Both MyD88 and Fc Receptor (FcR) common gamma chain signaling
drive proinflammatory responses. In B
cells, MyD88 is required for anti-DNA and anti-RNA autoantibody responses in
vivo. Mechanisms within innate immune cell types during this response are not
well understood. Transgenic mice have
been useful in elucidating how autoreactive Rheumatoid Factor (RF) B cells are
activated. In lupus-prone mice, RF B cells undergo an isotype-switched extrafollicular
(EF) plasmablast response. A similar response ensues when these cells are
exposed in vivo to anti-chromatin antibodies, which presumably form immune
complexes (ICs) with chromatin shed from dying cells. ICs could also stimulate
myeloid cells via FcR and TLRs, which in turn could influence the EF response.
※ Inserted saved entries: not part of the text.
PR #505, opened 2019-01-10
First draft for DS smoke test in which we just ping the instances usi…

csovant:
…ng /alive endpoint

Jira issue? CLOUD-1018
6.5.0 doc changes needed? no
7.0.0 doc changes needed? no

### DIFF
--- a/cicd/forgeops-tests/config/ProductConfig.py
+++ b/cicd/forgeops-tests/config/ProductConfig.py
@@ -5,8 +5,9 @@ Set env variables to override default ones before running tests
 Also provides useful generated variables for products (rest endpoints url, etc...)
 
 """
-
+# Lib imports
 import os
+import subprocess
 
 # Global flag to enable/disable verification of certificates
 try:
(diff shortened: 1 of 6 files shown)


cicd/forgeops-tests/config/ProductConfig.py
```diff
@@ -80,6 +86,39 @@ def __init__(self):
...
+class DSConfig(object):
+    def __init__(self):
+        if is_cluster_mode():
+            self.ds0_url = 'https://userstore-0.userstore:8080'
+            self.ds1_url = 'https://userstore-1.userstore:8080'
+        else:
+            self.helm_cmd = 'kubectl'
+
+            self.ds0_local_port = 8080
+            cmd = self.helm_cmd + ' --namespace csovant port-forward pod/userstore-0 %s:8080' % self.ds0_local_port
```
Atomic182: I see hardcoded namespace here. We should probably make this configurable.

cicd/forgeops-tests/tests/smoke/ds/DSSmoke.py
```diff
@@ -0,0 +1,29 @@
...
+
+
+class DSSmoke(unittest.TestCase):
+    dscfg = DSConfig()
+
+    def test_0_ping(self):
+        """Pings OpenDJ instances to see if servers are alive"""
+        resp = get(verify=self.dscfg.ssl_verify, url=self.dscfg.ds0_rest_ping_url)
+        self.assertEqual(resp.status_code, 200, 'userstore-0 is alive')
+        self.dscfg.dj0_popen.kill()
```
gary-williams38: Killing the port-forward probably not a per test, also only used when not in cluster mode.

csovant:
@markg58 The error you get is because the port forward is not working in your case due to hard-coded value `csovant` for namespace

To investigate this, we transferred RF B cells and anti-chromatin antibodies
into mice lacking FcR common gamma chain, MyD88 or both. Initially, expansion
and differentiation of RF B cells was equivalent in all hosts. Unexpectedly, by
day 7, the response contracted in the WT environment, whereas dysregulated
expansion continued in the deficient environments. Furthermore, MyD88 and FcR
are non-redundant, as responses were larger and more prolonged in mice lacking
both compared with mice deficient in either factor alone. By day 10, the AFC
frequency was 40-fold larger in double-deficient compared to WT recipients.
These results reveal novel regulatory roles in the EF B cell response for receptors
that are typically proinflammatory. Targeting these pathways may provide a way
to curtail dysregulated autoreactive B cell activation.